After suffering a stroke in June of 2016, Pijoan lost connection with the left side of his body. He now uses a wheelchair.
“The freedom in choosing a color, or choosing a sky for a piece, is what I miss,” reflects Pijoan. “Just the freedom of knowing what hot gravel feels like under my feet, next to a river, with the hot air blowing.”
Pijoan primarily painted with oils, creating hyper-realistic landscapes and figurative works. He is now exploring new ways of making art, including visually expressing his own health issues — such as painting his migraine headaches.
“What I’m painting now is what I am understanding, as I’m understanding it,” explained Pijoan. “I’m trying to create a dialogue with myself, and with others — to help others understand. I want them to ask me what the paintings are about, so I can tell them, ‘Last week I had a seizure that looked just like this to me.’”

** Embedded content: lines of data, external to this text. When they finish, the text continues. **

PR #600, opened 2023-06-26
INT-1241 tree-item focus change

grzpab:
Changes:
* do not use focus within tree-item but use scrollIntoView (just like in the codemod tree item)
* remove non-existing buttons (essentially  configuration) from package.json

### DIFF
--- a/intuita-webview/src/shared/TreeItem/index.tsx
+++ b/intuita-webview/src/shared/TreeItem/index.tsx
@@ -41,8 +41,20 @@ const TreeItem = ({
 
 	useLayoutEffect(() => {
 		if (focused) {
-			ref.current?.focus();
+			const timeout = setTimeout(() => {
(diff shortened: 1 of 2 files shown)


intuita-webview/src/shared/TreeItem/index.tsx
```diff
@@ -41,8 +41,20 @@ const TreeItem = ({
...
 	useLayoutEffect(() => {
 		if (focused) {
-			ref.current?.focus();
+			const timeout = setTimeout(() => {
+				ref.current?.scrollIntoView({
+					behavior: 'smooth',
+					block: 'center',
+					inline: 'center',
+				});
+			}, 0);
```
DmytroHryshyn, line 50: we dont need delay anymore, right?

DmytroHryshyn (approved):

PR #628, opened 2023-06-27
INT-1246 ensure the main provider has only one props builder

grzpab:


intuita-webview/src/codemodList/App.tsx
```diff
@@ -13,55 +12,19 @@ const setSearchPhrase = (searchPhrase: string) => {
...
-			</main>
-		);
-	}
-
-	const { codemodTree, autocompleteItems, searchPhrase, rootPath } =
-		view.viewProps;
-
-	return (
+export const App = memo(
+	(props: MainWebviewViewProps & { activeTabId: 'codemods' }) => (
```
DmytroHryshyn, line 16: if we pass props to the App component `memo` will not work without comparator, because props are nested object

DmytroHryshyn (approved):

PR #653, opened 2021-07-25
Improve plugin detection in busprobe()

tmk:
I like to share this `busprobe()` patch and need code review and your thought on it.

Seems like MAX3421e `CONDETIRQ`(Connect/Disconnect Interrupt) doesn't arise for every plugin event and the chip fails to detect it sometimes.  (Meanwhile, I never seen the chip failed in detection of unpluging.)

For confirmaion I tried to catch INT pin change and read bus state immedately using `ISR()`, but it still failed to detect device insertion event occasionally. So I believe that we cannot rely solely on the `CONDETIRQ` interrupt for plugin detection.

This patch checks bus state at every `Task()` call when `vbusState` is  `SE0`(no device) regardless of INT pin.
There are some descriptions of the fix here also. https://github.com/tmk/USB_Host_Shield_2.0/issues/9

These issues are related probably. felis#425 felis#452

### DIFF
--- a/usbhost.h
+++ b/usbhost.h
@@ -503,9 +503,28 @@ int8_t MAX3421e< SPI_SS, INTR >::Init(int mseconds) {
 /* probe bus to determine device presence and speed and switch host to this speed */
 template< typename SPI_SS, typename INTR >
 void MAX3421e< SPI_SS, INTR >::busprobe() {
+        static uint8_t prev_bus = -1;
         uint8_t bus_sample;
+
+        if (regRd(rHIRQ) & bmCONDETIRQ) {
+            // device plug/unplug is detected
+            // clear CONDETIRQ
+            regWr(rHIRQ, bmCONDETIRQ);
+        } else {
+            // check current bus state when no device(SE0),
+            // otherwise transient state will be read due to bus activity.
+            if (vbusState != SE0) return;
+
+            // read current bus state
+            regWr(rHCTL, bmSAMPLEBUS);
+        }
+
         bus_sample = regRd(rHRSL); //Get J,K status
         bus_sample &= (bmJSTATUS | bmKSTATUS); //zero the rest of the byte
+
+        if (prev_bus == bus_sample) { return; }
+        prev_bus = bus_sample;
+
         switch(bus_sample) { //start full-speed or low-speed host
                 case( bmJSTATUS):
                         if((regRd(rMODE) & bmLOWSPEED) == 0) {
@@ -538,6 +557,7 @@ void MAX3421e< SPI_SS, INTR >::busprobe() {
 /* MAX3421 state change task and interrupt handler */
 template< typename SPI_SS, typename INTR >
 uint8_t MAX3421e< SPI_SS, INTR >::Task(void) {
+        /*
         uint8_t rcode = 0;
         uint8_t pinvalue;
         //USB_HOST_SERIAL.print("Vbus state: ");
@@ -553,6 +573,9 @@ uint8_t MAX3421e< SPI_SS, INTR >::Task(void) {
         //    }
         //    usbSM();                                //USB state machine
         return ( rcode);
+        */
+        busprobe();
+        return 0;
 }
 
 template< typename SPI_SS, typename INTR >


usbhost.h
```diff
@@ -503,9 +503,28 @@ int8_t MAX3421e< SPI_SS, INTR >::Init(int mseconds) {
...
+            // device plug/unplug is detected
+            // clear CONDETIRQ
+            regWr(rHIRQ, bmCONDETIRQ);
+        } else {
+            // check current bus state when no device(SE0),
+            // otherwise transient state will be read due to bus activity.
+            if (vbusState != SE0) return;
+
+            // read current bus state
+            regWr(rHCTL, bmSAMPLEBUS);
```
Lauszus, line 519: Shouldn't you wait for the operation to finish like how it is done elsewhere in the code?

I.e:

```C++
while(!(regRd(rHCTL) & bmSAMPLEBUS)); //wait for sample operation to finish
```

Lauszus:
Sounds good to me, as the overhead is minimal.

usbhost.h
tmk: That code seems to use contrary logic according to MAX3421E reference?
From my tests the waiting code does nothing and is not needed in fact.

The chip reference(AN3785.pdf p.52) says:
> The CPU sets the SAMPLEBUS bit to instruct the SIE to sample the state of the D+ and D-
lines. The SIE clears the SAMPLEBUS bit when it completes the operation.

But the `SAMPLEBUS` bit shows strange behaviour there in fact.

I never seen 'S' with code below.

```while (!(regRd(rHCTL) & bmSAMPLEBUS)) { Serial.print("S "); };```

While this code is repeated forever for some reason.

```while (regRd(rHCTL) & bmSAMPLEBUS) { Serial.print("S "); }; ```

File: usbhost.h [hunk 2]
```diff
@@ -553,6 +573,9 @@ uint8_t MAX3421e< SPI_SS, INTR >::Task(void) {
         //    }
         //    usbSM();                                //USB state machine
         return ( rcode);
+        */
+        busprobe();
```
Lauszus, line 577: Maybe add a comment why the code above was commented out and replaced with just `busprobe`.

usbhost.h
Lauszus: I guess the SAMPLEBUS bit is cleared in between the two calls.

tmk: With some more tests the SAMPLEBUS bits doesn't seems to be cleared until bus state is changed but not always. This is clearly not what the reference describes, we can't use the bit to wait for sampling bus state anyway.

And simply asserting SAMPLEBUS everytime before reading J/KSTATUS is good practice seemingly. This is what MaximUSBLab10 code does.

My code works in my tests at least so far.

usbhost.h
tmk: Is this proper for the comment? If so I'll commit it.

```
// CONDETIRQ can miss detection of plugin and check bus every time anyway #653
```

Lauszus: What about something like this:

```C++
/* MAX3421 state change task and interrupt handler */
template< typename SPI_SS, typename INTR >
uint8_t MAX3421e< SPI_SS, INTR >::Task(void) {
#if 0
        uint8_t rcode = 0;
        uint8_t pinvalue;
        //USB_HOST_SERIAL.print("Vbus state: ");
        //USB_HOST_SERIAL.println( vbusState, HEX );
        pinvalue = INTR::IsSet(); //Read();
        //pinvalue = digitalRead( MAX_INT );
        if(pinvalue == 0) {
                rcode = IntHandler();
        }
        //    pinvalue = digitalRead( MAX_GPX );
        //    if( pinvalue == LOW ) {
        //        GpxHandler();
        //    }
        //    usbSM();                                //USB state machine
        return ( rcode);
#else
        // Seems like MAX3421e CONDETIRQ (connect/disconnect Interrupt) doesn't arise for every plugin event, 
        // so instead we check the bus state at every call to Task when no device is connected
        // See: https://github.com/felis/USB_Host_Shield_2.0/pull/653
        busprobe();
#endif
        return 0;
}
```

I think the above code makes it more clear what the old vs new code is as well.

tmk: It looks good!
Please feel free to add it as new commit or change existent commit before merging.

Thanks for your service on this library as always!

Issue #676, opened 2021-11-28
PS4 Controller unable to pair.


benjaminaarsen:
Hello, i have been trying to make this library work for a few hours now. But i don't seem to be able to get it working.
This is the output i get.

PS4 Bluetooth Library Started
Bluetooth Dongle Initialized
HCI Reset complete
Write class of device
Local Bluetooth Address: 00:1A:7D:DA:71:10
Please enable discovery of your device
Couldn't find HID device
Wait For Incoming Connection Request

The bluetooth dongle is flashing, and the host shield is working fine as well. Since the PS4USB works perfectly fine. It just somehow can't find the controller. When i use the dongle on my pc it is able to find the controller though... So communication with the dongle must be going wrong somewhere.

This is the dongle i used: https://www.aliexpress.com/item/33015867058.html?src=google&src=google&memo1=freelisting&albch=shopping&acnt=494-037-6276&slnk=&plac=&mtctp=&albbt=Google_7_shopping&albagn=888888&isSmbAutoCall=false&needSmbHouyi=false&albcp=6459980570&albag=76980386066&trgt=539263010115&crea=nl33015867058&netw=u&device=c&albpg=539263010115&albpd=nl33015867058&gclid=Cj0KCQiA7oyNBhDiARIsADtGRZYXVA8mmw_XzTdPg1HgpW-2Et6MjnLZF6As2fPoB3IW760sxFrsa4QaAj98EALw_wcB&gclsrc=aw.ds&aff_fcid=422fe2820d0f4c6cba418eace4f859a6-1638099471713-04895-UneMJZVf&aff_fsk=UneMJZVf&aff_platform=aaf&sk=UneMJZVf&aff_trace_key=422fe2820d0f4c6cba418eace4f859a6-1638099471713-04895-UneMJZVf&terminal_id=2f3d62296a4b48e4a0e29328d7ed07b4.

I would really appreciate if you could help me.

xxxajk:
If it requires firmware, then you are out of luck. UHS2 only works with "dumb" bluetooth dongles, and those may be hard to find.

benjaminaarsen:
How do i know whether the bluetooth dongle requires firmware or not? And do you perhaps know where to find the list of compatible bluetooth dongles? It was referenced on a few forums, but i can't seem to find it

Lauszus:
@xxxajk the dongle is recognized, so it does not require any firmware.
[...]

PR #677, opened 2021-12-02
Set inquiry mode to "Standard Inquiry Result event format" before doing a HCI inquiry

Lauszus:
Fixes: #676


Lauszus:
Superseded by #681

Issue #688, opened 2021-12-30
After using Midi:SendData() the library stops receiving messages on the second virtual interface


chrisp250:
Hi,
I'm using the library with a mini USB shield 2.0 and a Teensy 3.2. Also SPI4TEENSY3 is disabled.

I'm trying to communicate with a Novation Launchpad Mini MK3. This devices has two virtual interfaces for midi.
This is a summary of the code:
Midi:SendSysEx()
loop:
  Midi:RecvData()

This works fine and RecvData() received data on both ports.
However, if I instead do this:
Midi:SendData()
loop:
  Midi:RecvData()

I can no longer receive any events coming on the second virtual interface. The first virtual interface is fine and I can receive the notes coming from the pads.
I tested the messages on a PC with the same device and it works fine, so I'm confident this is not a device issue.
Also I need be able to send "Note On" messages to the device, so just replacing SendData with SendSysEx is not a usable workaround in my case.

Thank you in advance
Christian

Lauszus:
@YuuichiAkagawa can you take a look at this?

YuuichiAkagawa:
The two MIDI ports use the same endpoint and are not distinguished by the MIDI driver.
- CN=0 : LPMiniMK3 DAW
- CN=1 : LPMiniMK3 MIDI

If you can't get the value, it's likely that the device isn't sending.
In what mode are you operating? Is it in DAW mode? Or is it Programmer mode?

chrisp250:
Hi Yuuichi,
Thank you for your reply.

> The two MIDI ports use the same endpoint and are not distinguished by the MIDI driver.
> 
> * CN=0 : LPMiniMK3 DAW
> * CN=1 : LPMiniMK3 MIDI

Yes, that's correct.
 
> If you can't get the value, it's likely that the device isn't sending. In what mode are you operating? Is it in DAW mode? Or is it Programmer mode?

I'm confident the launchpad still sends messages because I tested it sending the same exact messages using a PC/python combination and it works fine. I have tested on both DAW and Live mode and the behaviour is the same. As soon as I do a _SendData()_ I stop getting messages on **CN=1 : LPMiniMK3 MIDI**.

I put together a sample/simplified code hoping it will help identifying the issue:

`
/*
 *******************************************************************************
 * USB-MIDI Launchpad Mini mk3 test
 *
 *******************************************************************************
 */

#define SPI4TEENSY3 0
#include <Arduino.h>
#include <usbh_midi.h>
[...]

PR #689, opened 2022-01-06
Fix for non-zero CN issue(#688)

YuuichiAkagawa:
If the CableNumber(CN) is non-zero, RecvData () responds with the wrong message size.
Changed the method to get MIDI message size in version 0.6.0, but the argument was wrong.

In the first byte of the MIDI Event packet, CN is the upper 4 bits and CIN is the lower 4 bits.
Only the lower 4 bits must be given to getMsgSizeFromCin().


Lauszus:
Thanks :)

PR #693, opened 2022-02-06
Add support for MightyCore

rharke:
This adds support for [MightyCore](https://github.com/MCUdude/MightyCore), an Arduino core for a number of larger 32 I/O AVR microcontrollers.

It has 3 selectable pin mapping configurations for compatibility with some other boards. This change should support all 3, though I've only actually tested the "standard" configuration.


Lauszus:
Thanks for the contribution! Could you also add the board to the CI?

rharke:
Done.

Lauszus:
Please skip the Wii and PS3SPP example like I have done for the Uno: https://github.com/felis/USB_Host_Shield_2.0/blob/786b7daae2ae7504d03946ef2fbf5ce3f88a1840/.github/workflows/main.yml#L30

As the examples does not fit on the ATmega32: https://github.com/felis/USB_Host_Shield_2.0/runs/5089727646?check_suite_focus=true#step:7:279

Lauszus:
I merged your changes in https://github.com/felis/USB_Host_Shield_2.0/pull/708

Thanks for your contribution!

PR #705, opened 2022-04-21
Update MIDI driver v1.0.0

YuuichiAkagawa:
MIDI Driver v1.0.0
* Add OnRelease() callback.
* The timing for enabling PollEnable has been changed to before the onInit() callback.
* Update vender specific code for Novation.

MIDI Driver celebrates its 10th anniversary. :tada:


Lauszus:
Thanks!

PR #722, opened 2022-06-03
Removed trailing comma in library.json

gabryelreyes:
Fixes Library Manager warning:
Library Manager: Could not parse manifest -> Expecting property name enclosed in double quotes: line 10 column 5 (char 332)


Lauszus:
Thanks!

PR #737, opened 2022-09-06
Add functionality to retrieve input source from MiniDSP 2x4HD

dennisfrett:
Additional functionality for the MiniDSP driver.

Next to volume and muted status, it can now also retrieve the current input source (Analog, Toslink or USB).

### DIFF
--- a/MiniDSP.cpp
+++ b/MiniDSP.cpp
@@ -24,6 +24,7 @@
 void MiniDSP::ParseHIDData(USBHID *hid __attribute__ ((unused)), bool is_rpt_id __attribute__ ((unused)), uint8_t len, uint8_t *buf) {
 
         constexpr uint8_t StatusInputCommand[] = {0x05, 0xFF, 0xDA};
+        constexpr uint8_t InputSourceInputCommand[] = {0x05, 0xFF, 0xD9};
 
         // Only care about valid data for the MiniDSP 2x4HD.
         if(HIDUniversal::VID != MINIDSP_VID || HIDUniversal::PID != MINIDSP_PID || len <= 4 || buf == nullptr)
@@ -52,6 +53,28 @@ void MiniDSP::ParseHIDData(USBHID *hid __attribute__ ((unused)), bool is_rpt_id 
                 if(pFuncOnMutedChange != nullptr && mutedChanged)
                         pFuncOnMutedChange(muted);
         }
+
+
+        // Check if this is an input source update.
+        // First byte is the length, we ignore that for now.
+        if(memcmp(buf + 1, InputSourceInputCommand, sizeof (InputSourceInputCommand)) == 0) {
+
+                // Parse data.
+                // Response is of format [ length ] [ 0x05 0xFF 0xD9 ] [ source ].
+                const auto newInputSource = buf[sizeof (InputSourceInputCommand) + 1];
+
+                // Ensure we only interpret valid inputs.
+                if(newInputSource >= 0x00 && newInputSource <= 0x02){
+                        const auto inputSourceChanged = newInputSource != (char) inputSource;
+
+                        // Update values.
+                        inputSource = (InputSource) newInputSource;
+
+                        // Call callbacks.
+                        if(pFuncOnInputSourceChange != nullptr && inputSourceChanged)
+                                pFuncOnInputSourceChange(inputSource);
+                }
+        }
 };
 
 uint8_t MiniDSP::OnInitSuccessful() {
@@ -59,8 +82,9 @@ uint8_t MiniDSP::OnInitSuccessful() {
         if(HIDUniversal::VID != MINIDSP_VID || HIDUniversal::PID != MINIDSP_PID)
                 return 0;
 
-        // Request current status so we can initialize the values.
+        // Request current information so we can initialize the values.
         RequestStatus();
+        RequestInputSource();
 
         if(pFuncOnInit != nullptr)
                 pFuncOnInit();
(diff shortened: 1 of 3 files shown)


examples/MiniDSP/MiniDSP.ino
```diff
@@ -25,6 +25,20 @@ void OnMutedChange(bool isMuted) {
   Serial.println("Muted status: " + String(isMuted ? "muted" : "unmuted"));
 }
 
+void OnInputSourceChange(MiniDSP::InputSource inputSource) {
+  String inputSourceStr;
```
Lauszus, line 29: Maybe initialize this to "Unknown"?

Lauszus:
Looking good. I've left one comment. Can you address this and then I'll merge it :)

dennisfrett:
> I added also the functionality to retrieve current config from MiniDSP 2x4HD.

I can check if I can add these later this week. @Lauszus I don't know if you'd rather merge this change in already, or if you'd like to merge everything together later?

MarkLido:
Better later. After the function for "send" is added!?

Lauszus:
Okay great. Just let me know when it's ready to get merged :)

dennisfrett:
I updated the code to also retrieve the current config + I fixed the callback for input source not being called (Might be handy for you, @MarkLido ).

Updating volume has not been done yet.

However, @Lauszus , I'm having an issue, in `OnInitSuccessful` I do:
```lang=cpp
        RequestStatus();
        RequestInputSource();
        RequestConfig();
```

Which seems to be sending commands, but not listening for a response,  so most of the time the response to the first command (request status), is just lost.

What would you suggest here?

I guess I'm using the library wrong, should I use `ctrlReq` instead? Or should I somehow busy wait for a response myself?

MarkLido:
Thanks Dennis. The callback for input source works now.

dennisfrett:
@MarkLido I've made a quick implementation for setting volume and muted status.

But I still think I might not be handling synchronous commands correctly, so any input from @Lauszus here would be awesome.

MiniDSP.cpp
```diff
@@ -109,3 +163,33 @@ void MiniDSP::RequestStatus() const {
...
+        uint8_t SetVolumeCommand[] = {0x42, (uint8_t)(-2*volumeDB)};
+
+        SendCommand(SetVolumeCommand, sizeof(SetVolumeCommand));
+}
+
+void MiniDSP::setMuted(bool muted) const {
+        uint8_t SetMutedommand[] = {0x17, muted ? (uint8_t)0x01 : (uint8_t)0x00};
+
+        SendCommand(SetMutedommand, sizeof(SetMutedommand));
+}
```
Lauszus, line 195: Missing new line.

MiniDSP.cpp
```diff
@@ -109,3 +163,33 @@ void MiniDSP::RequestStatus() const {
...
+
+void MiniDSP::setVolumeDB(float volumeDB) const {
+        // Only accept values between 0dB and -127.5dB.
+        // Don't do error handling.
+        if(volume > 0 || volume < -127.5){
+                return;
+        }
+
+        uint8_t SetVolumeCommand[] = {0x42, (uint8_t)(-2*volumeDB)};
```
Lauszus, line 186:
```suggestion
       uint8_t SetVolumeCommand[] = {0x42, (uint8_t)round(-2.0f * volumeDB)};
```

MiniDSP.cpp
```diff
@@ -109,3 +163,33 @@ void MiniDSP::RequestStatus() const {
...
+void MiniDSP::RequestConfig() const {
+        uint8_t RequestConfigCommand[] = {0x05, 0xFF, 0xD8, 0x01};
+
+        SendCommand(RequestConfigCommand, sizeof(RequestConfigCommand));
+}
+
+void MiniDSP::setVolumeDB(float volumeDB) const {
+        // Only accept values between 0dB and -127.5dB.
+        // Don't do error handling.
+        if(volume > 0 || volume < -127.5){
```
Lauszus, line 182:
```suggestion
        if(volume < 0 || volume > -127.5) {
```

MiniDSP.h
```diff
@@ -159,6 +219,18 @@ class MiniDSP : public HIDUniversal {
         void
         RequestStatus() const;
 
+        /**
+         * Send the "Request input source" command to the MiniDSP.
+         */
+        void
```
Lauszus, line 225:
```suggestion
        void RequestInputSource() const;
```

MiniDSP.h
```diff
@@ -159,6 +219,18 @@ class MiniDSP : public HIDUniversal {
...
+        RequestInputSource() const;
+
+        /**
+         * Send the "Request config" command to the MiniDSP.
+         */
+        void
```
Lauszus, line 231:
```suggestion
        void RequestConfig() const;
```

Lauszus:
> I updated the code to also retrieve the current config + I fixed the callback for input source not being called (Might be handy for you, @MarkLido ).
> 
> Updating volume has not been done yet.
> 
> However, @Lauszus , I'm having an issue, in `OnInitSuccessful` I do:
> 
> ```
>         RequestStatus();
>         RequestInputSource();
>         RequestConfig();
> ```
> 
> Which send commands, but don't listening for a response, so most of the time the response to the first command (request status), is just lost.
> 
> What would you suggest here?
> 
> I guess I'm using the library wrong, should I use `ctrlReq` instead? Or should I somehow busy wait for a response myself?

An workaround would be to just add `delay(1);` in between the calls.

dennisfrett:
@Lauszus Writing this driver without a way too easily debug USB pakets seems quite difficult, and my current implementation has some bugs (`delay`ing inbetween sending doesn't resolve the issue, setting volume only works the first time and not the second time, ...). To make my life easier I've purchased an Atmega32u4 in the hope I can set it up as a USB sniffer (https://github.com/matlo/serialusb). 

Once I figure out what's going wrong and fix it, I'll update the PR.

PR #756, opened 2022-12-12
Replace wrong trigger EffectType

einspunktnull:
this feature didn't work until replaced with correct enum value


Lauszus:
Thanks!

This summer at the Sangre de Cristo Arts Center in Pueblo, a retrospective of Pijoan’s work reflects his years living and working in Northern New Mexico and the San Luis Valley. In addition to his personal painting practice and studio, Pijoan ran a community arts space and coffee shop on Main Street of San Luis for years, providing local youth with art instruction and supplies.